Jaffna District Member of Parliament Selvarasa Gajendran Archchuna allegedly produced a firearm during a confrontation over a land dispute in the Periyavillan area of Jaffna, prompting a magistrate’s case that is now under way, multiple Sri Lankan newsrooms reported on Saturday.
According to the initial Ada Derana report, the MP is alleged to have brandished the weapon during a heated exchange with another party at the disputed property. Local police are conducting inquiries, and proceedings have been initiated before the relevant magistrate’s court.
In a clarification issued through Newswire, the MP confirmed an incident took place but offered a different account of how the firearm came to be drawn. He said a group of two men and five women arrived at the site and that stones were thrown during the confrontation, prompting him to produce a firearm that, he said, had been issued to him by the Ministry of Defence.

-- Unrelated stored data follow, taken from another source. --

PR #11290, opened 2026-05-19
fix: skipper-ingress PM action-item ensure expected dataclients

szuecs:
This change makes sure skipper-ingress data plane has the expected dataclients configured and if not we stop the deployment by fatal log.

### DIFF
--- a/cluster/manifests/skipper/deployment.yaml
+++ b/cluster/manifests/skipper/deployment.yaml
@@ -228,6 +228,7 @@ spec:
         args:
           - "run.sh"
           - "skipper"
+          - "-ensure-dataclients=inline,eskipfile-remote"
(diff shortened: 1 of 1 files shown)


szuecs:
:+1:

cluster/manifests/skipper/deployment.yaml
```diff
@@ -228,6 +228,7 @@ spec:
         args:
           - "run.sh"
           - "skipper"
+          - "-ensure-dataclients=inline,eskipfile-remote"
```
MustafaSaber, line 231: I think we can also have a configItem with default value here

MustafaSaber (approved):

cluster/manifests/skipper/deployment.yaml
szuecs: Less config item the better. If we will change the dataclients we will see that it fails in e2e test on create/update cluster.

MPs in Sri Lanka may be issued personal protection weapons through Defence Ministry channels, but the use or display of such firearms in civil disputes is tightly circumscribed. The matter is now expected to be examined by the court alongside any police inquiry into the alleged display and the underlying property dispute.
Mr Archchuna, a sitting member of the current parliament representing the Jaffna District, has not been formally charged. Further hearings before the Jaffna magistrate are expected once police inquiries conclude. Neither the Ministry of Defence nor the Speaker’s office had issued a statement at the time of publication.
The incident follows Sri Lanka’s first Online Safety Act prosecution concluding earlier this month, which underscored the growing scrutiny of public officials’ conduct on and offline.